Science & Technology, Singapore (Commonwealth Union) – A team of researchers from the National University of Singapore (NUS) and the Northeast Forest University has developed a groundbreaking wooden robotic gripper that addresses the limitations of traditional gripper materials. Unlike soft plastics that melt at high temperatures or expensive metals that are rigid, this innovative wooden gripper offers both heat resistance and a gentle touch.
Traditionally, robotic grippers have been made from soft plastics to ensure they can handle objects without causing damage. However, these materials are susceptible to melting under high temperatures, limiting their applications in hot environments. On the other hand, grippers made from metals are stiff and expensive, which can restrict their flexibility and practicality.
The collaborative research team from NUS and the Northeast Forest University has introduced a solution in the form of a wooden robotic gripper. This unique gripper is capable of operating effectively in hot environments while maintaining a delicate touch. By utilizing wood as the primary material, the gripper offers heat resistance without compromising its ability to handle objects gently.
Moreover, the wooden gripper boasts an additional advantage: it is driven by changes in moisture, temperature, and lighting in the surrounding environment. This feature significantly reduces energy consumption, making it an energy-efficient alternative to traditional grippers. By leveraging natural environmental factors, the gripper operates in a more sustainable and cost-effective manner.

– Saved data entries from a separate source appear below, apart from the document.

PR #2832, opened 2026-02-18
Implement independent devices

### LINKED ISSUE #2827: Implement independent device features
Some ISV requested this feature a while back and I forgot about it ... until now that is.

Should not be too hard since we have to go out of our way to make singleton device work and implementing this should mean just ... not doing that.

HansKristian-Work:
Fix #2827.

https://microsoft.github.io/DirectX-Specs/d3d/IndependentDevices.html

### DIFF
--- a/libs/d3d12core/main.c
+++ b/libs/d3d12core/main.c
@@ -1065,6 +1065,7 @@ static HRESULT STDMETHODCALLTYPE d3d12_device_factory_QueryInterface(ID3D12Devic
     if (IsEqualGUID(iid, &IID_ID3D12DeviceConfiguration) ||
         IsEqualGUID(iid, &IID_ID3D12DeviceConfiguration1))
     {
+        /* DeviceConfiguration shares the refcount with the base interface. */
         struct d3d12_device_factory *factory = impl_from_ID3D12DeviceFactory(iface);
         d3d12_device_factory_AddRef(iface);
         *object = &factory->ID3D12DeviceConfiguration1_iface;
--- a/libs/vkd3d/device.c
+++ b/libs/vkd3d/device.c
@@ -10494,6 +10494,8 @@ HRESULT d3d12_device_create(struct vkd3d_instance *instance,
         forced_singletons = vkd3d_get_env_var("ENABLE_VULKAN_RENDERDOC_CAPTURE", env, sizeof(env)) &&
                 strcmp(env, "1") == 0;
 
+        INFO("Forcing singleton device due to RenderDoc being enabled.\n");
+
         if (forced_singletons &&
             (create_info->device_factory_flags &
                 (D3D12_DEVICE_FACTORY_FLAG_ALLOW_RETURNING_EXISTING_DEVICE |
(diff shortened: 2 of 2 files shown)


libs/d3d12/main.c
```diff
@@ -212,10 +212,127 @@ HRESULT WINAPI DLLEXPORT D3D12EnableExperimentalFeatures(UINT feature_count,
...
+    FIXME("iface %p, SDKVersion %u, SDKPath %s stub!\n", iface, SDKVersion, SDKPath);
+    /* Native seems to just return S_OK here even for garbage inputs, *shrug*. */
+    return S_OK;
+}
+
+static HRESULT STDMETHODCALLTYPE d3d12_sdk_configuration_CreateDeviceFactory(ID3D12SDKConfiguration1 *iface,
+    UINT SDKVersion, LPCSTR SDKPath, REFIID iid, void **ppvFactory)
+{
+    TRACE("iface %p, SDKVersion %u, SDKPath %s, iid %s, ppvFactory %p!\n", iface, SDKVersion, SDKPath,
+            debugstr_guid(iid), ppvFactory);
```
MarijnS95, line 277: Should `SDKVersion` maybe be checked against `<= D3D12_SDK_VERSION` so that we can't just query anything, or is that too fragile?

HansKristian-Work: Since we're not actually loading d3d12core.dll runtime from agilitysdk, it's too brittle to fail this call due to that.

MarijnS95: Was there any significance then in having and exporting `D3D12SDKVersion`, some games check it after all?

HansKristian-Work: Yes, some games are known to fail if we report unexpectedly low SDK version (Windows can promote to its own d3d12core.dll if newer, but should never degrade it), so we always expose the latest stable version number to mitigate.

libs/vkd3d/device.c
```diff
@@ -10374,17 +10385,53 @@ bool d3d12_device_validate_shader_meta(struct d3d12_device *device, const struct
...
+    if (!create_info->independent || forced_singletons)
     {
-        TRACE("Returned existing singleton device %p.\n", object);
+        if ((object = d3d12_find_device_singleton(create_info->adapter_luid)))
+        {
+            TRACE("Returned existing singleton device %p.\n", object);
+
+            if (reject_existing_device)
+            {
+                pthread_mutex_unlock(&d3d12_device_map_mutex);
```
doitsujin, line 10518: could probably do with an `INFO` here (and the other error-out path below) to make life easier when we do inevitably hit this path for whatever reason.

libs/d3d12core/main.c
```diff
@@ -993,10 +1006,274 @@ static const d3d12core_interface d3d12core_interface_instance =
...
+        d3d12_device_factory_AddRef(iface);
+        *object = iface;
+        return S_OK;
+    }
+
+    if (IsEqualGUID(iid, &IID_ID3D12DeviceConfiguration) ||
+        IsEqualGUID(iid, &IID_ID3D12DeviceConfiguration1))
+    {
+        struct d3d12_device_factory *factory = impl_from_ID3D12DeviceFactory(iface);
+        d3d12_device_factory_AddRef(iface);
```
doitsujin, line 1070: should this AddRef the configuration iface instead?
edit: nvm they seem to share a ref count, but it's not immediately obvious.

HansKristian-Work: Fixed.

libs/vkd3d/device.c
HansKristian-Work: Fixed.

PR #2846, opened 2026-02-25
Insert proper clamping for out of range ClearRTV/UAV values

HansKristian-Work:


libs/vkd3d/command.c
```diff
@@ -13800,12 +13800,93 @@ static void STDMETHODCALLTYPE d3d12_command_list_ClearDepthStencilView(d3d12_com
...
+        case VK_FORMAT_B10G11R11_UFLOAT_PACK32:
+            for (i = 0; i < 2; i++)
+                color[i] = clamp_float_to_narrow_float(in_color[i], 65024.0f, true, false);
+            color[2] = clamp_float_to_narrow_float(in_color[2], 64512.0f, true, false);
+            color[3] = 0.0f;
+            break;
+
+        case VK_FORMAT_E5B9G9R9_UFLOAT_PACK32:
+            for (i = 0; i < 3; i++)
+                color[i] = clamp_float_to_narrow_float(in_color[i], 511.0f * 64.0f * 1024.0f, true, true);
```
doitsujin: where's the 1024 multiplier coming from?

HansKristian-Work: I wrote out 2^16 as 2^6 * 2^10 since I can never remember the full constant :v

doitsujin: max float value for this should be `511*2^(16-9)` = `511*128` though, hence the question.

HansKristian-Work: ... So much for trusting the internet :frog:

PR #2857, opened 2026-03-03
vkd3d: Workaround missing compute barrier in HFW.

HansKristian-Work:


llandwerlin-intel:
2 different problems here, the atomics on R11G11B10 surfaces is not this.

As far as I can tell there is only a single shader with an untyped clear/initialization not synchronized properly in this title.

PR #2870, opened 2026-03-11
Misc debug improvements for enhanced barriers

HansKristian-Work:


tests/d3d12_enhanced_barriers.c
```diff
@@ -1594,7 +1594,8 @@ void test_enhanced_barrier_subresource(void)
 
     /* Try different edge cases of the subresources struct. */
 
-    /* NumPlanes = 0 -> nothing happens */
+    /* NumPlanes = 0 -> nothing happens. However, there is content in the wild that uses it for some bizarre reason,
```
doitsujin, line 1597: What's the observed usage exactly? I wonder if we can test native behaviour with a transition from `UNDEFINED` + `D3D12_TEXTURE_BARRIER_FLAG_DISCARD` in some way, i.e. whether it actually affects any subresources or if it just behaves like a global barrier or something.

HansKristian-Work: The observed usage is that everything else looks as expected in the barrier, but NumPlanes = 0, so it's skipped. This check was originally added because it looked like d3d12 validation layers skipped the call if NumPlanes was 0, but that's somewhat weak proof, since it doesn't skip NumLayers = 0.

PR #2873, opened 2026-03-12
Transfer queue - phase 1

HansKristian-Work:
Adds tests for all edge cases we want to ponder. Also adds COMPUTE queue tests for completeness' sake.


tests/d3d12_copy.c
```diff
@@ -3816,53 +3842,83 @@ void test_copy_queue_render_target(void)
...
+        src.PlacedFootprint.Footprint.Height = 64;
+        src.PlacedFootprint.Footprint.Depth = 1;
+        src.PlacedFootprint.Footprint.RowPitch = 256;
+        src.PlacedFootprint.Footprint.Format = DXGI_FORMAT_R8G8B8A8_UNORM;
+    }
 
     ID3D12GraphicsCommandList_Reset(context.copy_list, context.copy_allocator, NULL);
-    get_texture_readback_with_command_list(tex, 0, &rb, context.copy_queue, context.copy_list);
+    ID3D12GraphicsCommandList_CopyResource(context.copy_list, copy_tex, tex);
+    /* COPY queue does not seem to like COPY_SOURCE for some reason. */
```
doitsujin, line 3863: Does this imply issues on native?

If the [doc](https://learn.microsoft.com/en-us/windows/win32/api/d3d12/ne-d3d12-d3d12_resource_states) for `COMMON` is anything to go by, copy queue seems to mandate `COMMON` for *all* access types somehow.

tests/d3d12_test_utils.h
```diff
@@ -666,8 +684,19 @@ static inline void get_texture_readback_with_command_list(ID3D12Resource *textur
                 &IID_ID3D12Resource, (void **)&src_resource);
         assert_that(hr == S_OK, "Failed to create texture, hr %#x.\n", hr);
 
-        ID3D12GraphicsCommandList_ResolveSubresource(command_list,
-                src_resource, 0, texture, sub_resource, resource_desc.Format);
+        if (format_is_depth_stencil(resource_desc.Format) &&
+            SUCCEEDED(ID3D12GraphicsCommandList_QueryInterface(command_list, &IID_ID3D12GraphicsCommandList1, (void **)&list1)))
+        {
+            ID3D12GraphicsCommandList1_ResolveSubresourceRegion(list1,
+                    src_resource, 0, 0, 0, texture, sub_resource, NULL, resource_desc.Format, D3D12_RESOLVE_MODE_MIN);
```
doitsujin, line 691: does this even work properly on native AMD? IIRC resolve modes other than `SAMPLE_ZERO` were kind of broken there.

tests/d3d12_copy.c
HansKristian-Work: It seems like native expects COMMON state, yes.

tests/d3d12_test_utils.h
HansKristian-Work: That could explain why depth msaa tests are failing, but I don't think that invalidates the test.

Assistant Professor Tan Swee Ching, the lead of the research team from the Department of Materials Science and Engineering under the NUS College of Design and Engineering indicated that Wood has great mechanical properties, natural deformation, present in bigger reserves, and is quite economical. In their most recent work, they have demonstrated that wood-based robotic grippers can get the better of the restrictions of traditional actuators as well as manipulators.

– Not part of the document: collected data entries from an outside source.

PR #2874, opened 2026-03-12
vkd3d: Support VK_PRESENT_MODE_FIFO_LATEST_READY_KHR

silvanshade:
This PR introduces two changes:

The first change allows selecting `VK_PRESENT_MODE_FIFO_LATEST_READY_KHR` and prefers it before `VK_PRESENT_MODE_MAILBOX_KHR` when finding the unlocked present mode.

The second change adds a new option `VKD3D_CONFIG=tear_free`. If specified, this option changes the behavior when finding the unlocked mode to prefer tear-free modes, so FIFO Latest Ready or Mailbox will be chosen before Immediate.

The new option is intended to be similar in behavior to [`dxvk.tearFree`](https://github.com/doitsujin/dxvk/blob/3730b707223a273fb1774f2f2ac3572d68c4dbe9/src/dxvk/dxvk_options.h#L44-L46). This also makes it possible to override an application to use an unlocked tear-free mode:
```
DXVK_CONFIG="dxgi.syncInterval = 0" VKD3D_CONFIG=tear_free
```

Tested working on an NVIDIA GeForce RTX 5090 with driver 595.45.04.

Related: https://github.com/doitsujin/dxvk/pull/5550

### DIFF
--- a/README.md
+++ b/README.md
@@ -156,6 +156,7 @@ commas or semicolons.
       so it should not be a real issue even on lower VRAM cards.
     - `force_host_cached` - Forces all host visible allocations to be CACHED, which greatly accelerates captures.
     - `no_invariant_position` - Avoids workarounds for invariant position. The workaround is enabled by default.
+    - `tear_free` - Prefer tear-free present modes when Vsync is disabled. Selects FIFO Latest Ready or Mailbox before Immediate.
  - `VKD3D_DEBUG` - controls the debug level for log messages produced by
    vkd3d-proton. Accepts the following values: none, err, info, fixme, warn, trace.
  - `VKD3D_SHADER_DEBUG` - controls the debug level for log messages produced by
--- a/include/vkd3d.h
+++ b/include/vkd3d.h
@@ -120,6 +120,7 @@ extern "C" {
 #define VKD3D_CONFIG_FLAG_DEFER_RESOURCE_DESTRUCTION (1ull << 60)
 #define VKD3D_CONFIG_FLAG_PREFER_THIN_UAV_TILING (1ull << 61)
 #define VKD3D_CONFIG_FLAG_EXTENDED_DEBUG_UTILS (1ull << 62)
+#define VKD3D_CONFIG_FLAG_TEAR_FREE (1ull << 63)
 
 struct vkd3d_instance;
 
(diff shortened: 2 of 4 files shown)


HansKristian-Work:
What is the motivation for this? FIFO latest ready is meaningless without present timing, and even then I don't understand what problem it's solving.

silvanshade:
> > The motivation for adding VKD3D_CONFIG=tear_free is because there currently is no way (that I am aware of) to override the application to use a tear-free mode.
> 
> That is more reasonable. If you can isolate that to a separate PR, and make it more like VKD3D_SWAPCHAIN_PRESENT_MODE=mailbox, or VKD3D_SWAPCHAIN_CONFIG or something, I think that'd be better than adding another vkd3d_config flag which is very crowded.

I've created a new PR which implements this.

> > In the absence of present timing, FIFO latest ready behaves similarly to Mailbox. Preferring it over Mailbox where supported seems like a reasonable strategy.
> 
> D3D12 applications have no way to express any of this, so I don't really see the point right now.

I don't think the motivation for forward looking compatibility with `present_timing` needs to be limited to whether that would function at the D3D12 application layer.

From what I understand of the existing code base, there are already areas where `present_timing` integration could be beneficial.

For example, take [`dxgi_vk_swap_chain_delay_next_frame`](https://github.com/HansKristian-Work/vkd3d-proton/blob/a0cc484f561950cd2bdb5ea7979f953843b02f71/libs/vkd3d/swapchain.c#L2723). This appears to be maintaining a heuristic frame window to estimate display cadence, compute deadlines based on estimated intervals, and busy-waiting with a sleep fallback to meet deadlines.

Other parts of the code involve latency management and use of `present_wait`.

Support for `present_timing` seems like it could simplify some of that and also improve accuracy.

> From what I can tell latest_ready is not quite equal to MAILBOX when present timing is not used, since based on my reading of the spec it's not clear that presentation requests can retire before vblank when FPS is very high, so using latest_ready might cap FPS at some multiple of swapchain size, which is not what we want.
> 
> Maybe there is some use for this later if we want to add higher-than-refresh-rate frame limiter on VRR displays or something outside the scope of D3D12, but I'm wary about adding dead code that may or may not be useful later.

The spec does state this, which would seem to support your concern:

> This extension adds a new present mode, `VK_PRESENT_MODE_FIFO_LATEST_READY_EXT`, which allows the presentation engine to dequeue multiple present requests during vblank, in FIFO order, until encountering a request that is not ready. The image of the last present request to be dequeued is presented to the display. This can increase an application’s frame rate up to `(swapchainImageCount - 1) * refreshRate` compared to `VK_PRESENT_MODE_FIFO_KHR`.

However, in my testing of the actual implementation in the NVIDIA driver, it does not seem to show such a limitation. In all cases I have tested, FPS at very high rates is essentially identical to Mailbox.

For an extreme example, I've included screenshots of `vkcube`: Mailbox reports `13897` FPS and FIFO Latest Ready reports `14237` FPS, both exceeding any plausible `swapchain_size * refresh_rate` threshold.

Perhaps it is more realistic to consider the `(swapchainImageCount - 1) * refreshRate` figure as a guarantee for how much better FIFO Latest Ready should be in the worst case rather than an upper bound on what a conformant implementation can achieve.

It is a valid concern and maybe a good reason not to prefer the mode by default, though I still think supporting it is well motivated given the potential for `present_timing` integration at the vkd3d layer.

mailbox
fifo-latest-ready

Assistant Professor Ching, also said “Our wooden robotic gripper can spontaneously stretch and bend itself in response to moisture, thermal and light stimulation. It also has good mechanical properties, able to perform complex deformation, wide working temperature range, low manufacturing cost, and is biocompatible. These unique features set it apart from conventional alternatives.”
Researchers indicated that that wooden gripper expands when exposed to increased humidity going over 95% RH, closing tightly as the temperature of the area is elevated beyond 70 deg C or when they encounter solar radiation.
The scientists had their work of the invention appear in the online version of scientific journal Advanced Materials in February this year.
Utilizing 0.5 mm-thin pieces of Canadian maple wood, the researchers successfully constructed the wooden robotic gripper. To prepare the wood, they employed a sodium chloride treatment to eliminate lignin, a plant cell wall component. By filling the wood’s large pores with a polymer known as polypyrrole, the material became more adept at absorbing heat and light, enhancing its thermal and light-responsive properties.
In addition, the team devised a novel moisture absorption solution in the form of a nickel-based hygroscopic gel. They coated one side of the modified wood pieces with this gel, while the other side received a hydrophobic film. This deliberate wet-dry contrast enabled the wood to rapidly absorb water vapors when exposed to high humidity, thus facilitating swift changes in the shape of the wooden gripper.
Assistant Professor Tan together with his team are presently seeking to enhance the performance of the wooden gripper, like shortening the bending period from around two minutes at the present, elevating the weight load its able to carry, and gripping objects having various shapes as well as sizes. They are finding techniques to lower the cost and to increase the fabrication of the wooden gripper as well.
With more structural design and performance enhancement, the researchers plan to produce an enhanced version of the wooden gripper to assist fire fighters conduct rescue operations.